A l'époque de la querelle, les détracteurs du Cid insistaient, dans leur critique de la pièce, sur le défaut que représentait à leurs yeux le rôle de l'lnfante. Dans les «Avertissements au lecteur» qui - à partir de 1648 - figurent dans les éditions antérieures à 1660, Corneille aborde ce problème sous une perspective technique peu satisfaisante pour les férus de l'Unité d'action: en discutant le principe de liaison entre les scènes, Corneille constate qu'Aristote le passe sous silence et que même les anciens l'ont souvent négligé. Il poursuit (éd. Pléiade, I, p. 4-5):

«J'aime mieux l'appeler un embellissement qu'une règle; mais un embellissement qui fait grand effet, comme il est aisé de le remarquer par les exemples du Cid et de l'Horace. Sabine ne contribue non plus aux incidents de la tragédie dans ce dernier que l'lnfante dans l'autre, étant toutes deux des personnages épisodiques qui s'émeuvent de tout ce qui arrive selon la passion qu'elles en ressentent mais qu'on pourrait retrancher sans rien ôter de l'action principale. Néanmoins l'une a été condamnée presque de tout le monde comme inutile, et de l'autre personne n'en a murmure, cette inégalité ne provenant que de la liaison des scènes qui attache Sabine au reste des personnages et qui n'étant pas observée dans Le Cid, laisse l'lnfante tenir sa cour à part».

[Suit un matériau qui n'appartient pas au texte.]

PR #1040, opened 2023-02-09
IntelliJ-ext: if multiple configs are present, provide a dialog to ch…

### LINKED ISSUE #1030: Selectable mirrord config in ide
In a monorepo where there are many services, we should add a dropdown to select used mirrord config file.
Maybe scan the whole project for mirrord config files based on pattern and display that?

TODO:
- [x] metalbear-co/mirrord#1411 
- [x] metalbear-co/mirrord-vscode#4

infiniteregrets:
closes #1030


intellij-ext/modules/core/src/main/kotlin/com/metalbear/mirrord/MirrordConfigDropDown.kt
```diff
@@ -0,0 +1,38 @@
...
+            })
+        }
+        return actionGroup
+    }
+
+    override fun update(e: AnActionEvent) {
+        val project = e.project ?: throw Error("required to have configured project to use mirrord config.")
+        configPaths = MirrordConfigAPI.searchConfigPaths(project) as ArrayList<String>
+        if (configPaths.size > 1) {
+            configPaths.add(0, "Default Configuration")
```
aviramha, line 33: If default file is used, just hide the config selection.

intellij-ext/modules/core/src/main/kotlin/com/metalbear/mirrord/MirrordConfigDropDown.kt
```diff
@@ -0,0 +1,38 @@
...
+                    e.presentation.text = selectedConfig
+                }
+            })
+        }
+        return actionGroup
+    }
+
+    override fun update(e: AnActionEvent) {
+        val project = e.project ?: throw Error("required to have configured project to use mirrord config.")
+        configPaths = MirrordConfigAPI.searchConfigPaths(project) as ArrayList<String>
```
aviramha, line 31: this isn't good; update can be called every half second which means it might add a lot of overhead to call this.
I think the way to go is to register a BulkFileListener that updates the available files and then use it's value.
Please notice that `BulkFileListener` isn't project level so need to filter out files not in the project.

aviramha (changes requested):

intellij-ext/modules/core/src/main/kotlin/com/metalbear/mirrord/MirrordConfigDropDown.kt
infiniteregrets: okay so, should we initialize the configs in the constructor and then listen for events, so when a file that is a config file i.e. mirrord.json is moved anywhere/copied/deleted we update our list?

aviramha: yes

intellij-ext/modules/core/src/main/kotlin/com/metalbear/mirrord/MirrordConfigDropDown.kt
```diff
@@ -0,0 +1,65 @@
...
+    }
+
+    override fun update(e: AnActionEvent) {
+        e.presentation.apply {
+            project = project ?: e.project
+            if (shouldUpdatePaths) {
+                updatePaths()
+                shouldUpdatePaths = false
+            }
+            isVisible = when (configPaths.size) {
```
aviramha, line 52: `isVisible = configPaths.size > 1`

intellij-ext/modules/core/src/main/kotlin/com/metalbear/mirrord/MirrordConfigDropDown.kt
```diff
@@ -0,0 +1,65 @@
...
+import com.intellij.openapi.actionSystem.ex.ComboBoxAction
+import com.intellij.openapi.project.Project
+import com.intellij.openapi.vfs.newvfs.BulkFileListener
+import com.intellij.openapi.vfs.newvfs.events.VFileEvent
+import javax.swing.JComponent
+
+class MirrordConfigDropDown : ComboBoxAction() {
+    companion object {
+        private var project: Project? = null
+        private val configPaths by lazy { arrayListOf<String>() }
```
aviramha, line 13: overall change I think that `configPaths` should be `Option` (or Kotlin alternative?) then that's our flag for initialization

intellij-ext/modules/core/src/main/kotlin/com/metalbear/mirrord/MirrordConfigDropDown.kt
```diff
@@ -0,0 +1,65 @@
...
+        fun updatePaths() {
+            project?.takeIf { it.isInitialized }?.let { prj ->
+                val paths = MirrordConfigAPI.searchConfigPaths(prj)
+                configPaths.clear()
+                configPaths.addAll(paths)
+                if (configPaths.isNotEmpty()) {
+                    if (!paths.contains(project?.basePath + "/.mirrord/mirrord.json")) {
+                        configPaths.add(0, "Default Configuration")
+                    }
+                    selectedConfig = "Select Configuration"
```
aviramha, line 26: I don't think we want to have `Select configuration` option rather just have Default Configuration as the default selected, or the first one that is found if not the default.

intellij-ext/modules/core/src/main/kotlin/com/metalbear/mirrord/MirrordConfigDropDown.kt
aviramha: also if you do it that way it can be just an accessor instead of a function

intellij-ext/modules/core/src/main/kotlin/com/metalbear/mirrord/MirrordConfigDropDown.kt
```diff
@@ -0,0 +1,65 @@
...
+                else -> true
+            }
+            text = selectedConfig
+        }
+    }
+}
+
+class MirrordConfigFileRefresher : BulkFileListener {
+    override fun before(events: MutableList<out VFileEvent>) {
+        MirrordConfigDropDown.updatePaths()
```
aviramha, line 63: I think we should do filtering here since this might cause very weird behavior

aviramha (changes requested):

intellij-ext/modules/core/src/main/kotlin/com/metalbear/mirrord/MirrordConfigDropDown.kt
infiniteregrets: what weird behavior it would cause? it calls updatePaths() which calls the search function doing the filtering

intellij-ext/modules/core/src/main/kotlin/com/metalbear/mirrord/MirrordConfigDropDown.kt
infiniteregrets: i think for options in kotlin we need to depend on Arrow? and i believe null values in kotlin have the same meaning as the option type

intellij-ext/modules/core/src/main/kotlin/com/metalbear/mirrord/MirrordConfigDropDown.kt
infiniteregrets: oops sorry, this was really silly not sure why i changed that

Issue #2077, opened 2023-11-21
Erlang - `Cluster.Strategy.Kubernetes` leads to error


t4lz:
### Bug Description

When using [`Cluster.Strategy.Kubernetes`]( https://hexdocs.pm/libcluster/Cluster.Strategy.Kubernetes.html) as a strategy users get an error:

```
{"time":"2023-11-09T18:17:39.456Z","severity":"error","message":"[libcluster:service_cluster] request to kubernetes failed!: {:failed_connect, [{:to_address, {'kubernetes.default.svc.cluster.local', 443}}, {:inet, [:inet], :nxdomain}]}","metadata":{"domain":["elixir"],"erl_level":"error"}}
```

### Steps to Reproduce

The declaration of the topology is

```Erlang
 topologies = [
            service_cluster: [
              strategy: Cluster.Strategy.Kubernetes,
              config: [
                kubernetes_ip_lookup_mode: :pods,
                kubernetes_node_basename: app_name,
                kubernetes_selector: "app=#{app_name}-web",
                kubernetes_namespace: namespace,
                polling_interval: polling_interval
              ]
            ]
          ]
```

### Your operating system and version

Mac OS 14.1

### Local process

User is developing in Elixir

### Additional Info

https://canary.discord.com/channels/933706914808889356/1169678897420439582/1174664744146309150

User works around the issue by changing their code to use `Elixir.Cluster.Strategy.DNSPoll`.

aviramha:
Should be retested after https://github.com/metalbear-co/mirrord/pull/2179

eyalb181:
@infiniteregrets Can you retest please?

PR #2179, opened 2024-01-17
add preadv and readv to fix erlang file reading

### LINKED ISSUE #2178: elixir file is empty
### Bug Description

when opening a file in Elixir ran by mirrord it returns empty content

### Steps to Reproduce

elixir 1.13.3-otp-24
erlang 24.2

```
mirrord exec -t pod/pod iex
File.read("/etc/hosts")
```

### Backtrace

_No response_

### Relevant Logs

_No response_

macOS m3 14.2.1

### Local process

erlang

### Local process version

_No response_

### Additional Info

_No response_

aviramha:
Could be related to #2077 
Closes #2178

### DIFF
--- a/mirrord/layer/src/file/hooks.rs
+++ b/mirrord/layer/src/file/hooks.rs
@@ -9,7 +9,7 @@ use std::{ffi::CString, os::unix::io::RawFd, ptr, slice, time::Duration};
 
 use errno::{set_errno, Errno};
 use libc::{
-    self, c_char, c_int, c_void, dirent, off_t, size_t, ssize_t, stat, statfs, AT_EACCESS,
+    self, c_char, c_int, c_void, dirent, iovec, off_t, size_t, ssize_t, stat, statfs, AT_EACCESS,
     AT_FDCWD, DIR, EINVAL, O_DIRECTORY, O_RDONLY,
 };
 #[cfg(target_os = "linux")]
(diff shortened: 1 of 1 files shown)


mirrord/layer/src/file/hooks.rs
```diff
@@ -985,6 +985,84 @@ unsafe extern "C" fn realpath_darwin_extsn_detour(
...
+            // WARN: Must be careful when it comes to `EOF`, incorrect handling may appear as the
+            // `read` call being repeated.
+            ssize_t::try_from(read_amount).unwrap()
+        })
+        .unwrap_or_bypass_with(|_| FN_READV(fd, iovecs, iovec_count))
+}
+
+/// Hook for `libc::readv`.
+#[hook_guard_fn]
+pub(crate) unsafe extern "C" fn preadv_detour(
```
meowjesty, line 1028: It's a bit hard to read this with a bunch of github actions warnings in the middle, but, doesn't this duplicate a bunch of stuff from `readv`?

Doesn't this warrant the `hookx_logic` we have for shared implementations?

meowjesty (changes requested):
`writev(["some", "comments"]);`

mirrord/layer/src/file/hooks.rs
```diff
@@ -985,6 +985,84 @@ unsafe extern "C" fn realpath_darwin_extsn_detour(
...
+pub(crate) unsafe extern "C" fn readv_detour(
+    fd: RawFd,
+    iovecs: *const iovec,
+    iovec_count: c_int,
+) -> ssize_t {
+    if iovec_count < 0 {
+        return FN_READV(fd, iovecs, iovec_count);
+    }
+    let iovs = slice::from_raw_parts(iovecs, iovec_count as usize);
+    let read_size: u64 = iovs.iter().map(|iov| iov.iov_len as u64).sum();
```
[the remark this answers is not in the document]
aviramha: I thought so, but seems that reduce expects return value to be same as Iterator::Item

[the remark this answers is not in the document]
aviramha: [Option](https://doc.rust-lang.org/std/option/enum.Option.html)<Self::[Item](https://doc.rust-lang.org/std/iter/trait.Iterator.html#associatedtype.Item)>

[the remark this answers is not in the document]
meowjesty: Ah, `fold` works then, initialize it with `0`.

mirrord/layer/src/file/hooks.rs
aviramha: it's not similar - but the copying to iovec is so I moved it into another function.

mirrord/layer/src/file/hooks.rs
```diff
@@ -985,6 +985,73 @@ unsafe extern "C" fn realpath_darwin_extsn_detour(
 //     result
 // }
 
+unsafe fn vec_to_iovec(bytes: &Vec<u8>, iovecs: &[iovec]) {
```
meowjesty: This is one weird function signature. Can't this be `&[u8]` slice?

meowjesty: Or maybe just pass the `Vec`?

meowjesty: Also, do we need the whole thing to be `unsafe`? Isn't it only the pointer copying bits?

mirrord/layer/src/file/hooks.rs
```diff
@@ -985,6 +985,73 @@ unsafe extern "C" fn realpath_darwin_extsn_detour(
...
+#[hook_guard_fn]
+pub(crate) unsafe extern "C" fn readv_detour(
+    fd: RawFd,
+    iovecs: *const iovec,
+    iovec_count: c_int,
+) -> ssize_t {
+    if iovec_count < 0 {
+        return FN_READV(fd, iovecs, iovec_count);
+    }
+    let iovs = slice::from_raw_parts(iovecs, iovec_count as usize);
```
meowjesty, line 1013: Will probably segfault if `iovecs` is `null` (well, not here, but actually when we try to do stuff with this pointer)?

What is normal `libc` behavior when this happens?

meowjesty (changes requested):
Potential segfault if `iovecs == NULL`?

mirrord/layer/src/file/hooks.rs
aviramha: I thought about passing `Vec` but that'd require keeping len and passing by ref is more gentle

mirrord/layer/src/file/hooks.rs
aviramha: I don't think it does null checks

meowjesty:
```
readv: Bad address
```

Original `readv` returns this when I call `readv(fd, NULL, 3)`.

mirrord/layer/src/file/hooks.rs
meowjesty: Alright!

meowjesty (changes requested):
Also, please add some tests.

A sample program for testing:

```c
#include <stdio.h>
#include <fcntl.h>
#include <sys/uio.h>

int main(int argc, char *argv[]) {
  char first[32], second[32];
  struct iovec iov[2];

  int fd = open("sample.c", O_RDONLY);
  if (fd == -1) {
    perror("open");
    return 1;
  }

  iov[0].iov_base = first;
  iov[0].iov_len = sizeof(first);
  iov[1].iov_base = second;
  iov[1].iov_len = sizeof(second);

  ssize_t result = readv(fd, iov, 2);
  if (result == -1) {
    perror("readv");
    return 1;
  }

  return 0;
}
```

t4lz (approved):

PR #2182, opened 2024-01-18
Add support for shebang containing spaces like asdf's node does

### LINKED ISSUE #2181: mirrord SIP fails on shell script with space
When executing on macOS a shell script containing

```sh
#! /usr/bin/env bash

echo 1
```
mirrord doesn't load into it, probably because of the extra space between the shebang and the command.

aviramha:
Closes #2181


mirrord/sip/src/lib.rs
```diff
@@ -341,13 +341,20 @@ mod main {
...
-                .split_whitespace()
-                .next()
-                .map(ToString::to_string)
+                .split_whitespace();
+
+            let first_token = iterator.next()?;
+            // if first_token is just #!, keep going
+            if first_token == "#!" {
+                let executable = iterator.skip_while(|s| s.is_empty()).next()?;
+                Some(format!("{first_token}{executable}"))
```
t4lz, line 354: Looks like we use the length of the result of this function to find the start fo the rest of the file in `patch_script`, so this could cause bugs.

Example:
first line is `#!<7 spaces>/bin/sh node`
then the new patched script would be
`#!<mirrord-tmp-dir>/bin/sh/bin/sh node`

So if we don't want to make a bigger change to the sip code, this function should return a string that is equal to the shebang as it is in the file, including whitespace.

t4lz (changes requested):

mirrord/sip/src/lib.rs
aviramha: I don't see it this way - reserving the behavior doesn't have any implication other than making our code more confusing..

t4lz (approved):
@aviramha I pushed a fix to this branch. I'm approving so we can merge it, but maybe you could review my commit so that someone that is not me reviews my code.
The commit message contains explanations, please ask me if anything isn't clear.

aviramha:
Great, thank you!

PR #2189, opened 2024-01-23
Change configuration parsing to be strict unallowing unknown fields

aviramha:
We had some users complaining about `http_header_filter` not working, while we removed it - many structs in our configuration already have the `deny_unknown_fields` flag but seems not all - we should keep adding this to any struct that is part of the mirrord configuration if not using `MirrordConfig` derive macro which does it automatically.


infiniteregrets (approved):
great catch!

Dans «L'Examen du Cid» - au lieu d'aborder de front la discussion du rôle de l'lnfante, comme il le fait sur tous les autres points controversés - Corneille ne fait que renvoyer le lecteur au «Discours de l'utilité et des parties du Poëme dramatique», paru en tête de l'édition de 1660, et où il déclare laconiquement (op.cit. p. 29) :

«Aristote blâme fort les épisodes détachés, et dit que les mauvais poètes en font par ignorance et les bons en faveur des comédiens pour leur donner de remploi. L'lnfante du «Cid» est de ce nombre et on pourra la condamner ou lui faire grâce par ce texte d'Aristote suivant le rang qu'on voudra me donner parmi nos modernes». (Ici comme dans les citations suivantes, c'est moi qui souligne).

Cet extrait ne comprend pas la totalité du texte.